# Ultimate Beginner Setup



## Guest

Hello~
This is my first post here on snowboardingforum.com and I wanted to preface my intentions. My girlfriend of 3 years is a self proclaimed great snowboarder. Up until now I have only been skiing, but I wanted to give snowboarding a try. I was hoping to cash in on the sales that should be taking place at the end of this season? The question I wanted to pose was the following: 

What setup (board, boots, bindings) would be considered respectable for lets say $600-$800? I am 5'10" tall and weigh ~165lbs. I wear a size 10.5 shoe (if that matters). I was hoping to get some responses from those who know and I appreciate the time and energy invested in your responses. Please let me know if I need to provide any additional information for consideration.


----------



## Guest

I heard good things about KIRKWOOD...


----------



## Guest

why would u get an $800 setup when your just starting?

get a package because you can usually get a good deal on them and try snowboarding out first before you go all out.


----------



## KIRKWOOD-$LUT

first of all rent, before u even think about getting into this sport
i have been doing it for years, but tell u what, i kick myself in the butt for some days not bringing my sticks out aka (ski's)

get a 158 minimum and go up to a 164, but first rent, and i would take a lesson

u know how i learned, i followed my professional friends down the mountain on a 3ft of fresh sierra powder, but that was over 15 years ago


----------



## Guest

Thanks for the advice. I have been snowboarding twice before and yes, the next time I go out there it will be for a lesson. When I rent, what are the sorts of things I should be looking for? In other words, how will I know if what I am boarding on is 'nice'?


----------



## KIRKWOOD-$LUT

get strap on bindings are key and the right size boot
do not tell them ur shoe size, make them fit ur foot


----------



## Guest

I just started too and found a killer deal on ebay for board, boots, and binidings for 285 to my door.

Lamar Intrigue 157
Lamar MX-25 bindings
and LTD boots

for a total noob I feel it's a cheap investment to get started, and better/cheaper than rental boards.


----------



## Guest

Jalil said:


> I just started too and found a killer deal on ebay for board, boots, and binidings for 285 to my door.
> 
> Lamar Intrigue 157
> Lamar MX-25 bindings
> and LTD boots
> 
> for a total noob I feel it's a cheap investment to get started, and better/cheaper than rental boards.


seems like a good set-up to me :thumbsup:


----------



## Guest

if you do get into it and want to buy a real setup i would say go to an online snowboard outlet like the-house.com im an intermediate rider and i got an M3 talon cap for 199 and a pair of cheap bindings for 79 bindings shouldn't be that big of an investment - all they do is hold your feet down but still make sure they have quality straps and that they fit well


----------



## Flick Montana

600 to 800 isn't a beginner setup.

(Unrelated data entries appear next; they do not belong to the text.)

PR #4573, opened 2026-08-31
fix(Android, FormSheet v5): Move the sheet above the keyboard

t0maboro:
## Description

`FormSheet` on Android has ignored the software keyboard so far. The sheet now follows the keyboard: whichever detent it rests at, it is pushed up by the keyboard height as far as the screen allows, and only the part that can't be pushed above the keyboard shrinks the content box. The sheet moves together with the keyboard animation.

Closes: https://github.com/software-mansion/react-native-screens-labs/issues/1276

## Changes

- `FormSheetDimensionsCoordinator` tracks the IME inset and derives `keyboardLift = max(0, ime.bottom - systemBars.bottom)`, the part of the keyboard that sticks out above the navigation bar.
- `FormSheetDetents` extends every resting height by the lift, capped at the container height. The peek height accounts for Material adding the keyboard inset back on its own, **the middle detent is kept at least 2 px below the largest one so Material can still tell the two states apart**, and the content box keeps its size while the sheet rises and shrinks only once the sheet hits the top of the screen.
- `FormSheetKeyboardCoordinator` defines our own `WindowInsetsAnimationCompat.Callback` in place of Material's. It records the sheet's layout `top` before the keyboard insets are applied, translates the sheet back there once the end-state layout is in place and drives `translationY` to zero along the keyboard animation. Tracking is enabled by `FormSheetPresentationManager` only while the sheet rests in `PRESENTED`; otherwise the enter/exit animators own the translation.

| Android | iOS |
| --- | --- |
| <video src="https://github.com/user-attachments/assets/325f98f8-f2e5-4fa8-9a48-773209c4d106" /> | <video src="https://github.com/user-attachments/assets/fc39516a-b7fe-462d-b67e-9680fc99e4a0" /> |

## Test plan

Added a dedicated SFT (maybe it should be CIT 🤔).

## Checklist

- [ ] Ensured that CI passes

### DIFF
--- a/android/src/main/java/com/swmansion/rnscreens/modals/formsheet/native/coordinator/FormSheetDimensionsCoordinator.kt
+++ b/android/src/main/java/com/swmansion/rnscreens/modals/formsheet/native/coordinator/FormSheetDimensionsCoordinator.kt
@@ -4,7 +4,6 @@ import android.view.ViewGroup
 import android.widget.FrameLayout
 import androidx.core.view.ViewCompat
 import androidx.core.view.WindowInsetsCompat
-import androidx.core.view.doOnLayout
 import com.swmansion.rnscreens.modals.formsheet.native.core.FormSheetAvailableHeightProvider
 import com.swmansion.rnscreens.modals.formsheet.native.core.FormSheetContainer
 import com.swmansion.rnscreens.modals.formsheet.native.core.FormSheetDialog
@@ -14,12 +13,12 @@ import com.swmansion.rnscreens.modals.formsheet.native.model.FormSheetDetents
 internal class FormSheetDimensionsCoordinator(
     private val dialog: FormSheetDialog,
     private val container: FormSheetContainer,
-    private val bottomSheetView: FrameLayout?,
     private val behaviorController: FormSheetBehaviorController?,
 ) : FormSheetContentSizeChangeDelegate,
     FormSheetAvailableHeightProvider.OnAvailableHeightMeasuredListener {
     private var lastTopInset = 0
     private var lastBottomInset = 0
+    private var lastImeInset = 0
     private var currentDetents: FormSheetDetents? = null
     private var currentInitialDetentIndex: Int = 0
     private var shouldApplyInitialDetent: Boolean = false
@@ -34,38 +33,20 @@ internal class FormSheetDimensionsCoordinator(
     internal fun setup() {
         dialog.availableHeightProvider.availableHeightListener = this
         setupWindowInsetsListener()
-
-        bottomSheetView?.let { view ->
-            disableMaterialInsetsAnimationCallback(view)
-        }
     }
 
     private fun setupWindowInsetsListener() {
         ViewCompat.setOnApplyWindowInsetsListener(container) { _, insets ->
             val topInset = getTopInset(insets)
             val bottomInset = getBottomInset(insets)
-            if (topInset != lastTopInset || bottomInset != lastBottomInset) {
+            val imeInset = getImeInset(insets)
+            if (topInset != lastTopInset || bottomInset != lastBottomInset || imeInset != lastImeInset) {
                 lastTopInset = topInset
                 lastBottomInset = bottomInset
+                lastImeInset = imeInset
                 invalidateGeometry()
             }
             insets
-        }
-    }
-
-    /**
-     * BottomSheetBehavior registers an internal `WindowInsetsAnimationCallback` on the
-     * sheet view during its first `onLayoutChild`. That callback drives `translationY` to follow
-     * animated inset changes, what interferes with our slide-in custom animation.
-     *
-     * We manage insets ourselves by setting a fixed height for FormSheetContainer, so we can
-     * clear the Material's callback to remove the conflict entirely.
-     *
-     * This method must run after the first layout pass.
-     */
-    private fun disableMaterialInsetsAnimationCallback(view: FrameLayout) {
-        view.doOnLayout {
-            ViewCompat.setWindowInsetsAnimationCallback(it, null)
         }
     }
 
@@ -116,12 +97,14 @@ internal class FormSheetDimensionsCoordinator(
      * our container are measured, so the values applied here are picked up by the very same traversal.
      */
     private fun resolveGeometry(sheetAvailableSpace: Int) {
+        val bottomInset = effectiveBottomInset
+
         currentDetents?.let { detents ->
             behaviorController?.updateSheetBehavior(
                 detents = detents,
                 sheetAvailableSpace = sheetAvailableSpace,
                 contentHeightForFitToContents = currentContentHeight,
-                nativeContainerPaddingBottom = lastBottomInset,
+                nativeContainerPaddingBottom = bottomInset,
                 initialDetentIndex = currentInitialDetentIndex,
                 applyInitialDetent = shouldApplyInitialDetent,
             )
@@ -129,8 +112,8 @@ internal class FormSheetDimensionsCoordinator(
         }
 
         val sheetContainerHeight =
-            currentDetents?.sheetContainerHeight(sheetAvailableSpace, lastTopInset, lastBottomInset, currentContentHeight)
-                ?: (sheetAvailableSpace - lastTopInset - lastBottomInset).coerceAtLeast(0)
+            currentDetents?.sheetContainerHeight(sheetAvailableSpace, lastTopInset, bottomInset, currentContentHeight)
+                ?: (sheetAvailableSpace - lastTopInset - bottomInset).coerceAtLeast(0)
 
         val layoutParams =
             container.layoutParams
@@ -142,6 +125,11 @@ internal class FormSheetDimensionsCoordinator(
             container.layoutParams = layoutParams
         }
     }
+
+    private val effectiveBottomInset: Int
+        get() = maxOf(lastBottomInset, lastImeInset)
+
+    private fun getImeInset(insetsCompat: WindowInsetsCompat): Int = insetsCompat.getInsets(WindowInsetsCompat.Type.ime()).bottom
 
     private fun getTopInset(insetsCompat: WindowInsetsCompat): Int =
         insetsCompat
--- a/android/src/main/java/com/swmansion/rnscreens/modals/formsheet/native/coordinator/FormSheetDimensionsCoordinator.kt
+++ b/android/src/main/java/com/swmansion/rnscreens/modals/formsheet/native/coordinator/FormSheetDimensionsCoordinator.kt
@@ -97,14 +97,13 @@ internal class FormSheetDimensionsCoordinator(
      * our container are measured, so the values applied here are picked up by the very same traversal.
      */
     private fun resolveGeometry(sheetAvailableSpace: Int) {
-        val bottomInset = effectiveBottomInset
-
         currentDetents?.let { detents ->
             behaviorController?.updateSheetBehavior(
                 detents = detents,
                 sheetAvailableSpace = sheetAvailableSpace,
                 contentHeightForFitToContents = currentContentHeight,
-                nativeContainerPaddingBottom = bottomInset,
+                nativeContainerPaddingBottom = lastBottomInset,
+                keyboardLift = keyboardLift,
                 initialDetentIndex = currentInitialDetentIndex,
                 applyInitialDetent = shouldApplyInitialDetent,
             )
@@ -112,8 +111,13 @@ internal class FormSheetDimensionsCoordinator(
         }
 
         val sheetContainerHeight =
-            currentDetents?.sheetContainerHeight(sheetAvailableSpace, lastTopInset, bottomInset, currentContentHeight)
-                ?: (sheetAvailableSpace - lastTopInset - bottomInset).coerceAtLeast(0)
+            currentDetents?.sheetContainerHeight(
+                sheetAvailableSpace,
+                lastTopInset,
+                lastBottomInset,
+                currentContentHeight,
+                keyboardLift,
+            ) ?: (sheetAvailableSpace - lastTopInset - lastBottomInset - keyboardLift).coerceAtLeast(0)
 
         val layoutParams =
             container.layoutParams
@@ -126,8 +130,13 @@ internal class FormSheetDimensionsCoordinator(
         }
     }
 
-    private val effectiveBottomInset: Int
-        get() = maxOf(lastBottomInset, lastImeInset)
+    /**
+     * The part of the keyboard inset that sticks out above the bottom system inset. Material pads the sheet by
+     * the larger of the two, so this is exactly how much the sheet has to be extended to keep its detent-sized
+     * part above the keyboard.
+     */
+    private val keyboardLift: Int
+        get() = (lastImeInset - lastBottomInset).coerceAtLeast(0)
 
     private fun getImeInset(insetsCompat: WindowInsetsCompat): Int = insetsCompat.getInsets(WindowInsetsCompat.Type.ime()).bottom
 
--- a/android/src/main/java/com/swmansion/rnscreens/modals/formsheet/native/model/FormSheetDetents.kt
+++ b/android/src/main/java/com/swmansion/rnscreens/modals/formsheet/native/model/FormSheetDetents.kt
@@ -60,8 +60,9 @@ internal class FormSheetDetents(
     ): Int {
         /*
          * We add the `bottomInset` to the `contentHeight` so that the Material BottomSheet
-         * is laid out behind the system navigation bar. The sheet's container covers the insets,
-         * while the RN content is strictly constrained to `contentHeight`.
+         * is laid out behind the system navigation bar or the keyboard (the sheet grows by
+         * the keyboard height and gets pushed above it, following iOS approach). The sheet's
+         * container covers the insets, while the RN content is strictly constrained to `contentHeight`.
          */
         if (contentHeight <= 0) {
             // Avoid collapsing the sheet before the React content has been laid out and measured.
@@ -102,7 +103,8 @@ internal class FormSheetDetents(
             if (contentHeight <= 0) {
                 return (containerHeight - topInset - bottomInset).coerceAtLeast(0)
             }
-            return contentHeight.coerceAtMost(containerHeight)
+            // Content taller than the safe area is aligned with it.
+            return contentHeight.coerceAtMost((containerHeight - topInset - bottomInset).coerceAtLeast(0))
         }
 
         // Bottom inset is always fully subtracted because the sheet is in its dedicated window and it's
--- a/android/src/main/java/com/swmansion/rnscreens/modals/formsheet/native/model/FormSheetDetents.kt
+++ b/android/src/main/java/com/swmansion/rnscreens/modals/formsheet/native/model/FormSheetDetents.kt
@@ -92,6 +92,7 @@ internal class FormSheetDetents(
         val middleDetentHeight =
             heightAt(1, containerHeight, keyboardLift)
                 .coerceAtMost(maxAllowedHeight(containerHeight, keyboardLift) - MIDDLE_DETENT_MIN_GAP)
+                .coerceAtLeast(1)
         return middleDetentHeight.toFloat() / containerHeight
     }
 
--- a/android/src/main/java/com/swmansion/rnscreens/modals/formsheet/native/model/FormSheetDetents.kt
+++ b/android/src/main/java/com/swmansion/rnscreens/modals/formsheet/native/model/FormSheetDetents.kt
@@ -33,59 +33,82 @@ internal class FormSheetDetents(
 
     private fun heightFractionAt(index: Int): Double = detents[index]
 
+    // Height of the sheet resting at the given detent, measured down to the bottom edge of the container.
     private fun heightAt(
         index: Int,
         containerHeight: Int,
-    ): Int = (heightFractionAt(index) * containerHeight).roundToInt()
-
-    private fun firstHeight(containerHeight: Int): Int = heightAt(0, containerHeight)
+        keyboardLift: Int,
+    ): Int = ((heightFractionAt(index) * containerHeight).roundToInt() + keyboardLift).coerceAtMost(containerHeight)
 
     /**
      * Height handed to Material as `peekHeight`. Material treats the peek height as the content height above
-     * the bottom system inset and adds that inset back (`BottomSheetBehavior.calculatePeekHeight`), while every
+     * the bottom inset and adds that inset back (`BottomSheetBehavior.calculatePeekHeight`), while every
      * other metric (`maxHeight`, `halfExpandedRatio`) describes the sheet down to the screen edge. The inset is
      * subtracted here so the lowest detent is resolved against the same reference as the other ones.
+     * Material's inset covers the keyboard as well, so the lift is subtracted along with the system inset.
      */
     internal fun peekHeight(
         containerHeight: Int,
         bottomInset: Int,
-    ): Int = (firstHeight(containerHeight) - bottomInset).coerceAtLeast(0)
+        keyboardLift: Int = 0,
+    ): Int = (heightAt(0, containerHeight, keyboardLift) - bottomInset - keyboardLift).coerceAtLeast(0)
 
-    internal fun maxAllowedHeight(containerHeight: Int): Int = heightAt(count - 1, containerHeight)
+    internal fun maxAllowedHeight(
+        containerHeight: Int,
+        keyboardLift: Int = 0,
+    ): Int = heightAt(count - 1, containerHeight, keyboardLift)
 
     internal fun maxAllowedHeightForFitToContents(
         containerHeight: Int,
         contentHeight: Int,
         bottomInset: Int,
+        keyboardLift: Int = 0,
     ): Int {
         /*
-         * We add the `bottomInset` to the `contentHeight` so that the Material BottomSheet
-         * is laid out behind the system navigation bar or the keyboard (the sheet grows by
-         * the keyboard height and gets pushed above it, following iOS approach). The sheet's
-         * container covers the insets, while the RN content is strictly constrained to `contentHeight`.
+         * We add the `bottomInset` and the `keyboardLift` to the `contentHeight` so that the Material BottomSheet
+         * is laid out behind the system navigation bar or the keyboard. The sheet's container covers the insets,
+         * while the RN content is strictly constrained to `contentHeight`.
          */
         if (contentHeight <= 0) {
             // Avoid collapsing the sheet before the React content has been laid out and measured.
             return containerHeight
         }
-        return (contentHeight + bottomInset).coerceAtMost(containerHeight)
+        return (contentHeight + bottomInset + keyboardLift).coerceAtMost(containerHeight)
     }
 
-    internal fun halfExpandedRatio(): Float {
+    /**
+     * Ratio of the middle detent's sheet height to the container height, handed to Material as `halfExpandedRatio`.
+     * Material resolves the half-expanded position from it as `(int) (parentHeight * (1 - ratio))`.
+     *
+     * The keyboard lift can push both the middle and the largest detent to the top of the container. Material needs
+     * the half-expanded position strictly below the expanded one so the middle detent is kept at least
+     * [MIDDLE_DETENT_MIN_GAP] px shorter than the largest one.
+     */
+    internal fun halfExpandedRatio(
+        containerHeight: Int,
+        keyboardLift: Int = 0,
+    ): Float {
         check(count == MAX_DETENTS) { "[RNScreens] Exactly $MAX_DETENTS detents are required for halfExpandedRatio." }
-        return heightFractionAt(1).toFloat()
+        val middleDetentHeight =
+            heightAt(1, containerHeight, keyboardLift)
+                .coerceAtMost(maxAllowedHeight(containerHeight, keyboardLift) - MIDDLE_DETENT_MIN_GAP)
+        return middleDetentHeight.toFloat() / containerHeight
     }
 
     internal fun expandedOffsetFromTop(
         containerHeight: Int,
         topInset: Int = 0,
+        keyboardLift: Int = 0,
     ): Int {
         check(count == MAX_DETENTS) { "[RNScreens] Exactly $MAX_DETENTS detents are required for expandedOffsetFromTop." }
-        return largestDetentTopOffset(containerHeight) + topInset
+        return largestDetentTopOffset(containerHeight, keyboardLift) + topInset
     }
 
     // Distance from the top of the window to the top of the largest detent's surface.
-    private fun largestDetentTopOffset(containerHeight: Int): Int = containerHeight - maxAllowedHeight(containerHeight)
+    private fun largestDetentTopOffset(
+        containerHeight: Int,
+        keyboardLift: Int,
+    ): Int = containerHeight - maxAllowedHeight(containerHeight, keyboardLift)
 
     /**
      * Material's BottomSheetDialog dynamically applies padding when its content overlaps
@@ -97,25 +120,32 @@ internal class FormSheetDetents(
         topInset: Int,
         bottomInset: Int,
         contentHeight: Int = 0,
+        keyboardLift: Int = 0,
     ): Int {
+        val bottomPadding = bottomInset + keyboardLift
+
         if (isFitToContents) {
             // Until we have a measured content height, fall back to a safe-area height so Yoga can lay out.
             if (contentHeight <= 0) {
-                return (containerHeight - topInset - bottomInset).coerceAtLeast(0)
+                return (containerHeight - topInset - bottomPadding).coerceAtLeast(0)
             }
             // Content taller than the safe area is aligned with it.
-            return contentHeight.coerceAtMost((containerHeight - topInset - bottomInset).coerceAtLeast(0))
+            return contentHeight.coerceAtMost((containerHeight - topInset - bottomPadding).coerceAtLeast(0))
         }
 
-        // Bottom inset is always fully subtracted because the sheet is in its dedicated window and it's
+        // Bottom padding is always fully subtracted because the sheet is in its dedicated window and it's
         // anchored to the bottom.
         // Top inset is subtracted only by the amount the sheet actually overlaps it.
-        val topOverlap = (topInset - largestDetentTopOffset(containerHeight)).coerceAtLeast(0)
-        return (maxAllowedHeight(containerHeight) - topOverlap - bottomInset).coerceAtLeast(0)
+        val topOverlap = (topInset - largestDetentTopOffset(containerHeight, keyboardLift)).coerceAtLeast(0)
+        return (maxAllowedHeight(containerHeight, keyboardLift) - topOverlap - bottomPadding).coerceAtLeast(0)
     }
 
     companion object {
         const val MAX_DETENTS = 3
         const val FIT_TO_CONTENTS_DETENT_VALUE = -1.0
+
+        // Material resolves the half-expanded position in float precision and the truncation to int can eat 1 px
+        // which would put the middle detent back on the expanded position.
+        private const val MIDDLE_DETENT_MIN_GAP = 2
     }
 }
--- a/apps/src/tests/single-feature-tests/form-sheet/test-form-sheet-keyboard/scenario.md
+++ b/apps/src/tests/single-feature-tests/form-sheet/test-form-sheet-keyboard/scenario.md
@@ -1,0 +1,138 @@
+# Test Scenario: Keyboard Integration
+
+## Details
+
+**Description:** Verify how a `FormSheet` reacts to the system keyboard when a TextInput inside it gets focused. Two sheets are covered: one with two detents (`[0.6, 1.0]`) and one with `detents="fitToContents"`. Each has a text input at the top and at the bottom of its content.
+
+**OS test creation version:** iOS: 26.5, Android: API Level 36.
+
+## E2E test
+
+TBD: Planned, but will be implemented separately.
+
+## Prerequisites
+
+- iPhone: device or simulator. On the simulator make sure the software keyboard is shown.
+- Android: phone device or emulator. The emulator has to use the on-screen keyboard.
+
+## Note
+
+- Keyboard handling differs between platforms and both behaviors are expected:
+  - **iOS:** UIKit handles it. A sheet resting at a detent smaller than the largest one grows to the largest detent while the keyboard is shown. A sheet resting at its largest detent (including `fitToContents`) is pushed up so that it sits above the keyboard; its view becomes taller by the keyboard height, the extra area is hidden behind the keyboard. Content laid out at the bottom of a sheet resting at the largest detent might end up under the keyboard.
+  - **Android:** the sheet reacts to the keyboard insets. At a lower detent the sheet moves up by the keyboard height, at the largest detent the content box shrinks so that it stays above the keyboard, a `fitToContents` sheet moves up as a whole. The sheet moves together with the keyboard animation.
+
+## Steps - iPhone
+
+### Baseline
+
+1. Launch the app and navigate to the **Keyboard Integration** screen.
+
+- [ ] The host screen shows the "FormSheet Test" title, the "Open FormSheet (detents)" and "Open FormSheet (fitToContents)" buttons.
+
+---
+
+### Detents – keyboard at the lower detent
+
+2. Tap "Open FormSheet (detents)".
+
+- [ ] The sheet presents at the lower detent (0.6). "Top input" is at the top of the sheet, "Bottom input" and "Dismiss from JS" at its bottom.
+
+3. Tap "Top input".
+
+- [ ] The keyboard slides in and the sheet grows to the largest detent (1.0) at the same time. "Top input" is focused and visible. The content is laid out for the taller sheet, "Bottom input" ends up under the keyboard.
+
+4. Press the Return key on the keyboard.
+
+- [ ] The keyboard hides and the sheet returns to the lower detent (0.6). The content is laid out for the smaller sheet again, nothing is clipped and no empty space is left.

My Rome Anthem cost 250 (last season model) my Arsenal bindings cost me 120 and my Danny Kass IV boots cost 160. None of my stuff is TOP of the line, but it's all in good shape and no more than 1 season old. All together my setup was just over 500. A beginner setup shouldn't cost you more than 300 or 400 for everything.

If you're going for intermediate, you'll be spending more in your price range. Still, for 800 bucks you could get some nice gear.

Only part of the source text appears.